(Saved entries)
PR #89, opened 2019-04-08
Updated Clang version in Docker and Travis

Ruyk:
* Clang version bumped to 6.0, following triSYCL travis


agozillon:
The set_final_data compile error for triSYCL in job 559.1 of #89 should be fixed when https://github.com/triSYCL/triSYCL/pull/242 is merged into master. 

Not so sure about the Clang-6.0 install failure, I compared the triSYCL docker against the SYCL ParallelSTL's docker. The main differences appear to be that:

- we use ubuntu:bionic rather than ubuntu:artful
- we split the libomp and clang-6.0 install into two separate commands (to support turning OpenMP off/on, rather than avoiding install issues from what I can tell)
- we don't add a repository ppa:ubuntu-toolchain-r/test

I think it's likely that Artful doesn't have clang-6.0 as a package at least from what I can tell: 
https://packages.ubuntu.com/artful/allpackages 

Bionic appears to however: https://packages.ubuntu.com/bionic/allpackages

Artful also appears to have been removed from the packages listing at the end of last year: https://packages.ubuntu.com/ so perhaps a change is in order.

==

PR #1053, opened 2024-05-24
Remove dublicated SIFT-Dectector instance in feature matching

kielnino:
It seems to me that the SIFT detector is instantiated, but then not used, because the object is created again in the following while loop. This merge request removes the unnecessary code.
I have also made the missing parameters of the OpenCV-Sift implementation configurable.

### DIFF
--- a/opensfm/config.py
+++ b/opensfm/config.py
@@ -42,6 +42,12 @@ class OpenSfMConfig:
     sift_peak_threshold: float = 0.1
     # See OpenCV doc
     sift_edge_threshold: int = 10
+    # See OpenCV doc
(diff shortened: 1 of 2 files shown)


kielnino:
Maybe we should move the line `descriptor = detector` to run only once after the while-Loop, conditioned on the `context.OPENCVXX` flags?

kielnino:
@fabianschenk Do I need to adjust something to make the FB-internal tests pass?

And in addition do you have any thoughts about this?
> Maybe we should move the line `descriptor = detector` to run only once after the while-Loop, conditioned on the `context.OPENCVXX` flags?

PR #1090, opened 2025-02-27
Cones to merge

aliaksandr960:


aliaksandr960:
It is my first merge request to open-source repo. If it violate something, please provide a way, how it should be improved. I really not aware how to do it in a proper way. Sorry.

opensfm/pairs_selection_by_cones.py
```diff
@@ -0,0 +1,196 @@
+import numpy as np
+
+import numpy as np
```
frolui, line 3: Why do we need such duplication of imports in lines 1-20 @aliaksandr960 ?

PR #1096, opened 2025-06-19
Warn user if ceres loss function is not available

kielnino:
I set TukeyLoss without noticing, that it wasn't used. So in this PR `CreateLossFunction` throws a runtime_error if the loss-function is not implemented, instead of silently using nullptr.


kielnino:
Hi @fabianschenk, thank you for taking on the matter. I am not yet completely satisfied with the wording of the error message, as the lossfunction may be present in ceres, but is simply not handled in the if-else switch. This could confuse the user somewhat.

Description of the task » Please state the number of lines above that hold the string "once", with nothing else added.

Task output » 2